(WHAT TO DO): Search each line of the data for the word "TranslationSet"; copy every line where it is found.

▶

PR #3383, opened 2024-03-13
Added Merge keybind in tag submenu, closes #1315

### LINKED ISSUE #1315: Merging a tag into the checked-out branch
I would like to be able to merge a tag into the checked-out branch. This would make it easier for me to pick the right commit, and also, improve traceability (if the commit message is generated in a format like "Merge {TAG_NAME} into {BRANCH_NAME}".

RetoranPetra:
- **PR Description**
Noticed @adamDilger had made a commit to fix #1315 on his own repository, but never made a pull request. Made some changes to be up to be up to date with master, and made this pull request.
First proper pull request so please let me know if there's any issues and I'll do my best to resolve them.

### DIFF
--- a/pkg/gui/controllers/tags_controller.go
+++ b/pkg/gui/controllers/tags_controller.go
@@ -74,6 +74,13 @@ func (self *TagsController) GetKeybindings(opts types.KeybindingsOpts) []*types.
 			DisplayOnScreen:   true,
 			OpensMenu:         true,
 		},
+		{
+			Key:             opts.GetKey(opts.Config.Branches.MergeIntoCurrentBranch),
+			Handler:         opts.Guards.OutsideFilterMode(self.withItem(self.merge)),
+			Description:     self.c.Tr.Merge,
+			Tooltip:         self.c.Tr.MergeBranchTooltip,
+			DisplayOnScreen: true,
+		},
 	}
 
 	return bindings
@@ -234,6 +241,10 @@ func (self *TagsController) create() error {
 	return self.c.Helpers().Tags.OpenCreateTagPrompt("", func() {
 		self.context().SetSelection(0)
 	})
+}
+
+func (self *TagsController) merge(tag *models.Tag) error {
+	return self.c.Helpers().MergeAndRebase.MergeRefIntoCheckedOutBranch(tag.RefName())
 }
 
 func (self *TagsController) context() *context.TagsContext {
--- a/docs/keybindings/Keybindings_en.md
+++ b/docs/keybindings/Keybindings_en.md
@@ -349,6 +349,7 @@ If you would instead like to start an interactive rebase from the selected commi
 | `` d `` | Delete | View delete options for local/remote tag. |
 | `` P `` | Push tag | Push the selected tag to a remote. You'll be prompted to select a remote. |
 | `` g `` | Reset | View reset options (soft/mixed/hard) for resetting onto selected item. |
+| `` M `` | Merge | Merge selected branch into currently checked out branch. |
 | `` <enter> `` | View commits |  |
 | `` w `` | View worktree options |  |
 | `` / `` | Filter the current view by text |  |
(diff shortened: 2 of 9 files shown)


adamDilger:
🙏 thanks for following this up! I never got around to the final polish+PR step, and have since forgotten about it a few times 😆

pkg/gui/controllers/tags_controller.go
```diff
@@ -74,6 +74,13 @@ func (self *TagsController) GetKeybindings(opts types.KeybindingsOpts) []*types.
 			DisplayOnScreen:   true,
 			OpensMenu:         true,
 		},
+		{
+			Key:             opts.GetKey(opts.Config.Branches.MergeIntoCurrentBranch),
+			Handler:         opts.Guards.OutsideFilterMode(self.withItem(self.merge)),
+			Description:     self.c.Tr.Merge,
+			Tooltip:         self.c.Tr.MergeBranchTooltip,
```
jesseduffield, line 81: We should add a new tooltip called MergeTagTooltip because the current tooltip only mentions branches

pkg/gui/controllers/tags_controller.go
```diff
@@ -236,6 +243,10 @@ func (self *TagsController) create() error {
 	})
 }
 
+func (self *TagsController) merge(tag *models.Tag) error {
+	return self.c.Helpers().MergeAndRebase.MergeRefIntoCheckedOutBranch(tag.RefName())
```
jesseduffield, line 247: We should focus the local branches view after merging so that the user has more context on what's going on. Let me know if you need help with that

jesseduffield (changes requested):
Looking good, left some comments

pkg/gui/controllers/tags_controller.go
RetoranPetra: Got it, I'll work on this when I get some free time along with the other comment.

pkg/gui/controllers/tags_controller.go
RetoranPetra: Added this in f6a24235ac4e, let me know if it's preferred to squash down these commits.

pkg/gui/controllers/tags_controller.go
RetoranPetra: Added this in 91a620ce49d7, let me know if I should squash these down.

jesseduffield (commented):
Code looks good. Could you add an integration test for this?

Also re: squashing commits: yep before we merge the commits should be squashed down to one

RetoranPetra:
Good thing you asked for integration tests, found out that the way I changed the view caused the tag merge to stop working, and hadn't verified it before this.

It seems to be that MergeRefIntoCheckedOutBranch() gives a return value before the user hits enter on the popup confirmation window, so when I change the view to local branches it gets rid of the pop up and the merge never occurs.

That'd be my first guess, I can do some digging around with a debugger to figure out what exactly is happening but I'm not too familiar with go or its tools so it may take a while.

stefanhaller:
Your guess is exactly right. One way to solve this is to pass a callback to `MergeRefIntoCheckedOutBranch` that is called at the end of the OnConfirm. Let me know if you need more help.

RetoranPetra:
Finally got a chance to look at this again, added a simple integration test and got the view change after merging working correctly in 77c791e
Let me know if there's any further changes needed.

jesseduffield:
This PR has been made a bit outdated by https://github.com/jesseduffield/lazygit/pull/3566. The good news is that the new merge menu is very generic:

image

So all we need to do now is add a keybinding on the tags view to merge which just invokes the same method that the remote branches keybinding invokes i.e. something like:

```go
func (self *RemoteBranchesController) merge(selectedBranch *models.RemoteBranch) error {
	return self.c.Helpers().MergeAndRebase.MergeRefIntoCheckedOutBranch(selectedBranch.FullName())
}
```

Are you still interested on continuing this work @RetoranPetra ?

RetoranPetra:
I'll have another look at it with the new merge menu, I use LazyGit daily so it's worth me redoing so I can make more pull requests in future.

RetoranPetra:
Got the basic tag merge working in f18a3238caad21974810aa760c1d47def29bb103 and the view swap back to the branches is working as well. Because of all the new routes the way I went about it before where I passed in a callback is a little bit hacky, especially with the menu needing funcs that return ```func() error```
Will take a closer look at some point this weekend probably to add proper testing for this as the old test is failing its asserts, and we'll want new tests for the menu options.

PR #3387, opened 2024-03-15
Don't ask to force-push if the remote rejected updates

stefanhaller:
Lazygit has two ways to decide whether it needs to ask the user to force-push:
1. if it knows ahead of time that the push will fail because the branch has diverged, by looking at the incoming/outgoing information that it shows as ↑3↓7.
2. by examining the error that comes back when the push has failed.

◀
▶

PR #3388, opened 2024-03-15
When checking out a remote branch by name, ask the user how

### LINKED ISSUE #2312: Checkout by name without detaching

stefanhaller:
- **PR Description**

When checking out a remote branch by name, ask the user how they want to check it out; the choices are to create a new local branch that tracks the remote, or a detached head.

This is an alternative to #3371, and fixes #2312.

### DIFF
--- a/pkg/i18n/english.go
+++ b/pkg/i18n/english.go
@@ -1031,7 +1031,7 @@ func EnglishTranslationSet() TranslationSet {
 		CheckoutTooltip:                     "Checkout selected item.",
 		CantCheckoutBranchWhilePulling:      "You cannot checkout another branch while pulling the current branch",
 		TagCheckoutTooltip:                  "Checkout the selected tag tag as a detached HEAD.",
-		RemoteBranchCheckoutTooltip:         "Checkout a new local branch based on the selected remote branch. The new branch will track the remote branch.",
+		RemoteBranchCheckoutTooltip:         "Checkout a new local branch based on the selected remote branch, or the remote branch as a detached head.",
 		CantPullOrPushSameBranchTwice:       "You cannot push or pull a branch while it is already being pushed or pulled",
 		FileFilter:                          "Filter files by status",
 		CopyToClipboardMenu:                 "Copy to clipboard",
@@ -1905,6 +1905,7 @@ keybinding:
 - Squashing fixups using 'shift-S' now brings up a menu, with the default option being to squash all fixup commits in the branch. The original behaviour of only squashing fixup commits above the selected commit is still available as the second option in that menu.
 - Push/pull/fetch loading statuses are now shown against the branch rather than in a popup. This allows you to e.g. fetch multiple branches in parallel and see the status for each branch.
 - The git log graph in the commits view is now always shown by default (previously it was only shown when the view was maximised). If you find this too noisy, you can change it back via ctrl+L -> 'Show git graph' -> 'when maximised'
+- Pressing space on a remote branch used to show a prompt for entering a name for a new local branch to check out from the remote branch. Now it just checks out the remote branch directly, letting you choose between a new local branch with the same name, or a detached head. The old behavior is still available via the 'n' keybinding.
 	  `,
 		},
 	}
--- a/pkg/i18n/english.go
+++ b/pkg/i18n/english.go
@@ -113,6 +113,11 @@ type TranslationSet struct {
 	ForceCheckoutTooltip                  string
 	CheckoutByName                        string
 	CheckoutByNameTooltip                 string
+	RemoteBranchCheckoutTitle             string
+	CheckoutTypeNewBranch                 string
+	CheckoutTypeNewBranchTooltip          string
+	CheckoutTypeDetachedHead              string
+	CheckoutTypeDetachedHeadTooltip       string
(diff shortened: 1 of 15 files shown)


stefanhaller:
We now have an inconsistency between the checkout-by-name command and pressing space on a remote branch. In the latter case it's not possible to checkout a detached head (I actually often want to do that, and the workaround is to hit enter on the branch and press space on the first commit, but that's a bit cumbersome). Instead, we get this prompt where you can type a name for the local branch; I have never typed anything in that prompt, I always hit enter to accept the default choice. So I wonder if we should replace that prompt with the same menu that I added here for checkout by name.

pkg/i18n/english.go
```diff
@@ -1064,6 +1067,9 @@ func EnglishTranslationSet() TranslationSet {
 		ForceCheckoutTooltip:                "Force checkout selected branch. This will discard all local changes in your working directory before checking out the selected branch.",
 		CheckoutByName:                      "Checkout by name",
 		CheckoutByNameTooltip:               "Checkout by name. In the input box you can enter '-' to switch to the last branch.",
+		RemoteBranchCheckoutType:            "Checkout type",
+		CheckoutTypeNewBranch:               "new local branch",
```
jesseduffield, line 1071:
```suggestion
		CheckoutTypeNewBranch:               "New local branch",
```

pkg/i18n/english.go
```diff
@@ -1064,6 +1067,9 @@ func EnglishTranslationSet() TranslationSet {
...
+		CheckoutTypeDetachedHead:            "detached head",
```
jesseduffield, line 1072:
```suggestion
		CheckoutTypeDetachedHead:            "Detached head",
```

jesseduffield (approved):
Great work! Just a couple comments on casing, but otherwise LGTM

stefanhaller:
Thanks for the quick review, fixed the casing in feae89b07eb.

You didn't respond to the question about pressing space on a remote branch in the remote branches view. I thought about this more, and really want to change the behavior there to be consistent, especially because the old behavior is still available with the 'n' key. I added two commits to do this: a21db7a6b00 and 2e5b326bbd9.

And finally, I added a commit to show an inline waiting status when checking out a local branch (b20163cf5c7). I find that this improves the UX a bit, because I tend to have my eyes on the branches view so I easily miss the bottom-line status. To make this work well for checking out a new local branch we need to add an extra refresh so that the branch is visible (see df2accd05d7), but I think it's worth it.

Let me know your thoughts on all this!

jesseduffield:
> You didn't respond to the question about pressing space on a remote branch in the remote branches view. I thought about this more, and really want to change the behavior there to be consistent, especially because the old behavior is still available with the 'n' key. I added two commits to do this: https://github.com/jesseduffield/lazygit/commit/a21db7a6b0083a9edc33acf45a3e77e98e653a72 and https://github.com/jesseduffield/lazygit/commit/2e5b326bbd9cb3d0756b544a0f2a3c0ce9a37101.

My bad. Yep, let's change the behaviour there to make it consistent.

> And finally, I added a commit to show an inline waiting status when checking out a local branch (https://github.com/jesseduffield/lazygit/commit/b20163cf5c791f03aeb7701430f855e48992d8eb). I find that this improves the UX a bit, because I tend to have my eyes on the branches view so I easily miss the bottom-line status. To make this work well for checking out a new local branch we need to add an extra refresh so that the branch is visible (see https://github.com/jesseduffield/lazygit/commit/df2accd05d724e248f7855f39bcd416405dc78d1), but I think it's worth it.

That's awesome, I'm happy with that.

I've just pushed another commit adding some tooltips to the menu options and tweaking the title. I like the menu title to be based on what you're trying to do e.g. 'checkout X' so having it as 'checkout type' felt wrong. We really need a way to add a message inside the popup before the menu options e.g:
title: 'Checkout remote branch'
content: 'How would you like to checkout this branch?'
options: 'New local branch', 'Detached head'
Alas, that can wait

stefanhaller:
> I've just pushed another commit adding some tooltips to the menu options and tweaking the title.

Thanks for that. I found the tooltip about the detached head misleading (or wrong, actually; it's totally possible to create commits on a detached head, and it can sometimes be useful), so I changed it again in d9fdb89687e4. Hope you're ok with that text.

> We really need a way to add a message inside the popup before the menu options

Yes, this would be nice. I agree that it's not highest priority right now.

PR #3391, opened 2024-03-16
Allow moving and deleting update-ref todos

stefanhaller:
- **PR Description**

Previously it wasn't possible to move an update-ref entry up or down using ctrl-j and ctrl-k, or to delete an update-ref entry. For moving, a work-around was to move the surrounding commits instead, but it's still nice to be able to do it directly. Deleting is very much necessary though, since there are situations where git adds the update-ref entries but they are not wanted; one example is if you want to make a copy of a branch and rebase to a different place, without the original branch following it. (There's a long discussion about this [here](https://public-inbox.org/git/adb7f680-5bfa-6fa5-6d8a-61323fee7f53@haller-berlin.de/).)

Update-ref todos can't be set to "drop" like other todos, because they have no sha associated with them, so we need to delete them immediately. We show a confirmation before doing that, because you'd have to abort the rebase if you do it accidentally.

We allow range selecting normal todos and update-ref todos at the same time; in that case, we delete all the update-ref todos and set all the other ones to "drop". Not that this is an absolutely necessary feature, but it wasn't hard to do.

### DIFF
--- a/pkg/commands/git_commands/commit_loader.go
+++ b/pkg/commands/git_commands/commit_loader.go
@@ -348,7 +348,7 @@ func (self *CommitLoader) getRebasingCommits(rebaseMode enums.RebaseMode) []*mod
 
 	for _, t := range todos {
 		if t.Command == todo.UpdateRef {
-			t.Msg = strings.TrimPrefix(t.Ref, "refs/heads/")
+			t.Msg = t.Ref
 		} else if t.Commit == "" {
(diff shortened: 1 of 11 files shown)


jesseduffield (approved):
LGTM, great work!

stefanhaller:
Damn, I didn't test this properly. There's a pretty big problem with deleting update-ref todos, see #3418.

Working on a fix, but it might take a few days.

◀

(ANSWER TO THIS TASK):
@@ -1031,7 +1031,7 @@ func EnglishTranslationSet() TranslationSet {
@@ -113,6 +113,11 @@ type TranslationSet struct {
@@ -1064,6 +1067,9 @@ func EnglishTranslationSet() TranslationSet {
@@ -1064,6 +1067,9 @@ func EnglishTranslationSet() TranslationSet {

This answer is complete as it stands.